Believe it or not I learned some tricks I use daily with Google from an otherwise computer illiterate English teacher in high school: using quotes and - to modify how the search works.
I didn't search or visit anything related to these searches, and even have bocked google analytics tracker. Yet it's all the same on all my browsers, even those which were never ever logged in my google account.
I'm getting the exact same results. Thus, I doubt it's something that's personalized for you. More like generic entries when they don't have anything better to show you.
No, it's in all likelihood the the parent-son bond has been broken and the parent would like to fix that. They are both very sad, and no reference to daughters in the list? Sons may stray further or abandon their parents more than daughters.
I too was struck by the absence of "daughter." I like your explanation better than my knee-jerk assumption that people care more about sons than daughters.
Not that this isn't a cool analysis, but seems as if there's selection bias to these data. Lots of psychographic segments will never start a search with "how can I...".

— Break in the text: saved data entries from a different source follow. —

Issue #1714, opened 2023-02-28
build_sphinx option is going away


DougBurke:
Not surprising with the distutils changes in Python 3.12, but

```
running build_sphinx
/home/dburke/miniconda3/envs/sherpa-xspec/lib/python3.10/site-packages/setuptools/_distutils/dist.py:992: RemovedInSphinx70Warning: setup.py build_sphinx is deprecated.
  cmd_obj.run()
Running Sphinx v6.1.3
```

DougBurke:
So, #1608 changes the documentation to tell users to

    cd docs
    make html

and the RTD setup doesn't actually run sphinx, just tells it where the files are, so it should not be a problem.

PR #1808, opened 2023-06-21
Use Sherpa install instead of code only to build docs

hamogu:
# Summary
This PR switches from building the documentations from the source directory, to building it from an installed version of Sherpa.

It's a prerequisite to running (and thus testing!) the plotting included in the docs at doc build time (#1806).

## Details
In the past, we have build Sherpa's documentation from the source directory, not from an installed version. That makes it much faster and easier to build, but it requires mocking out all C extensions, and thus disallows several useful features.

About 5 years ago, Sherpa's C code modules were mocked out because it was hard to build. Now, we've improved that quite a bit, so hopefully we can stop mocking some of those modules which would allow code like #1806 to go forward, leading to greater  consistency and testing of the documentation.

This PR includes the necessary changes to the ReadTheDocs setup and to the developer docs. For ease of review, the actual use of this feature is left for a followup PR (confusingly with a lower issue number, because I pulled this out after the fact):

- #1806


DougBurke:
The reason for mocking stuff was two fold

- complexity of building
- the build took too long and the readthedocs builder (so, not the GitHub Actions, as they weren't around at the time I think, and are actually irrelevant here because the docs build has to be run on the RTD builder) ran out of time; I am worried that whatever we do for the first point is going to be "lost" because of this second issue,  but maybe it's not a problem anymore

At the time (many years ago) there were plenty of questions along the lines of "can we not just upload the built documentation to the RTD site" but it wasn't supported. I have not looked recently to see if that has changed.

You can see the RTD builder page at https://readthedocs.org/projects/sherpa/builds/ which includes a failed build for this PR at https://readthedocs.org/projects/sherpa/builds/21074830/ but at least that's failing for an issue you should be able to see locally and not a RTD build issue (e.g. run-out-of-time).

hamogu:
No, I do need to test this by pushing - the error comes because RTD did not actually build the package because I had not added that to the `.readthedocs.ymal` file - I don't write these files all that often so I didn't notice what was missing...

My hunch is that building sherpa (without XSPEC) has gotten fast and standardized enough that it should be able to be built on RTD now (unlike 5 years ago), which would allow us to autogenerate at least some plots in the docs, so I'm testing that in this PR.

DougBurke:
I just wanted to provide some background and point out the pain points I was aware of for this project.

docs/conf.py
```diff
@@ -4,30 +4,21 @@
...
-# The minimum supported version of Sphinx is 1.8.
-#
-# The minimum requirements are:
-#    numpy  - since setup.py enforces this
-#    sphinx_rtd_theme
-#    sphinx_astropy
+# sherpa.utils._utils).
 #
 # The documentation can be built
 #   a) from the top level with 'python setup.py build_sphinx'
```
DougBurke, line 16: So, if I try

```bash
pip install .
python setup.py build_sphinx
```

I get a whole bunch of errors. I know that support for this is going away

- see #1714

and my PR for setup.py changes 

- #1608 

cleans up the documentation, but misses this line.

DougBurke: So we probably should just drop the "#   a) from the top level" line and change "#    b) from the docs/ .." to "#   .) from the docs/..."

docs/conf.py
```diff
@@ -58,63 +49,49 @@ def __getattr__(cls, name):
...
+# version in the build directory.
+# Thus, any C-extensions that are needed to build the documentation will *not*
+# be accessible, and the documentation will not build correctly.
+# See astropy/docs/conf.py for details where this explanation is taken from.
+
+# -- check that Sherpa is installed ---------------------------------------
+# Since this is a change from the previous way of building the docs
+# it warrants a check and a useful error message.
+try:
+    version = metadata.version('sherpa')
```
DougBurke, line 87:
```suggestion
    sherpa_release = metadata.version('sherpa')
```

We use `sherpa_release` below so may as well set it here rather than change the variable name.

DougBurke: Line 102 which says

```python
sherpa_release = sherpa._version.get_versions()['version']
```

can be deleted, but I can't seem to add a note to point this out (as it's unchanged code).

docs/conf.py
```diff
@@ -4,30 +4,21 @@
...
-#
-# The minimum requirements are:
-#    numpy  - since setup.py enforces this
-#    sphinx_rtd_theme
-#    sphinx_astropy
+# sherpa.utils._utils).
 #
 # The documentation can be built
 #   a) from the top level with 'python setup.py build_sphinx'
 #   b) from the docs/ directory with 'sphinx-build -b html . build/html'
```
DougBurke, line 17:
```suggestion
# To build the documentation:
#   cd docs/
# and then either of
#   make html
#   sphinx-build -b html . build/html
```

docs/install.rst
```diff
@@ -434,9 +434,14 @@ With these installed, the documentation can be built with the
 
     python setup.py build_sphinx
 
-This can be done **without** building Sherpa (either an installation
-or development version), since Mock objects are used to represent
-compiled and optional components.
+Note that this uses the installed version of sherpa, so if you want to make
```
DougBurke, line 437: I think this section needs a minor rework because

a) I can't seem to use `build_sphinx` any more
b) we know `build_sphinx` has been deprecated so may as well remove it
c) at the start of the `building the documentation` section we currently say

```
Building the documentation requires the Sherpa source code and several
additional packages:
```

and we need to update it to mention being able to build Sherpa - so smoething like

```
Building the documentation requires being able to build Sherpa
(:ref:`build-from-source`) and several additional packages:
```

[I haven't run this through sphinx so I'm not sure it will look]

docs/install.rst
```diff
@@ -434,9 +434,14 @@ With these installed, the documentation can be built with the
...
+sure the current repository version is used, you will need to install it with e.g.::
+
+    pip install -e .
+
+before changing to the docs directory. Only very specific modules are mocked out
+because they are hard to build and are not needed for the documentation build
+(currently ds9 and XSPEC).
 
 The documentation should be placed in ``build/sphinx/html/index.html``,
```
DougBurke, line 446: This path is different when you `cd docs; make html`. I just forget what it is now.

docs/install.rst
DougBurke: I note that this is also addressed in #1608 although that version still talks about mock objects, so there will be a small clash once one of these is merged.

docs/install.rst
DougBurke: I think it's `_build/sphinx/html/index.html` within `docs`, but can't guarantee it.

DougBurke (approved):
Thanks. Another gnarly build infrastructure item I didn't have to work on!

This post reminded me how I always was kidding on my coworkers and friends. When working both on the same PC and needed to download some utility. I was going to Google homepage and typing:
"Dear Google, please help me. I looking for some information regarding this utility program, called XYZ. Do you, by any chance, know where from I can download it? Thank you very much in advance!"
At first I thought the numbers were number of searches, but they're not. For example, according to AdWords, "how can i be on made" is searched less than 10 times a month globally. The numbers shown are number of results.
You are absolutely right, I added a correction. What confused me, was the wording on the Google Suggest help page and the num_queries parameter name, as rbrcurtis mentioned. Please see my replies to this:
http://news.ycombinator.com/item?id=1511824
looking at the xml on the url he is using for this experiment, the tag for the number is "num_queries" which makes me think that it is, in fact, the number of queries and not the results.
view-source:http://google.com/complete/search?output=toolbar&q=how%2...
What seems incongruous with this to me is that they also filter many (non-explicit) gay-related searches.
For example, typing "is my son" yields:
is my son autistic? is my son smoking pot? is my son ready for kindergarten? is my son gifted?
Doing a google trends search for these four phrases along with "is my son gay?" shows that the gay query is dramatically more popular: http://bit.ly/aPNHxO
It seems like in some of those cases, knowing that others are searching the same thing could provide some comfort. I'm not sure why Google filters these queries.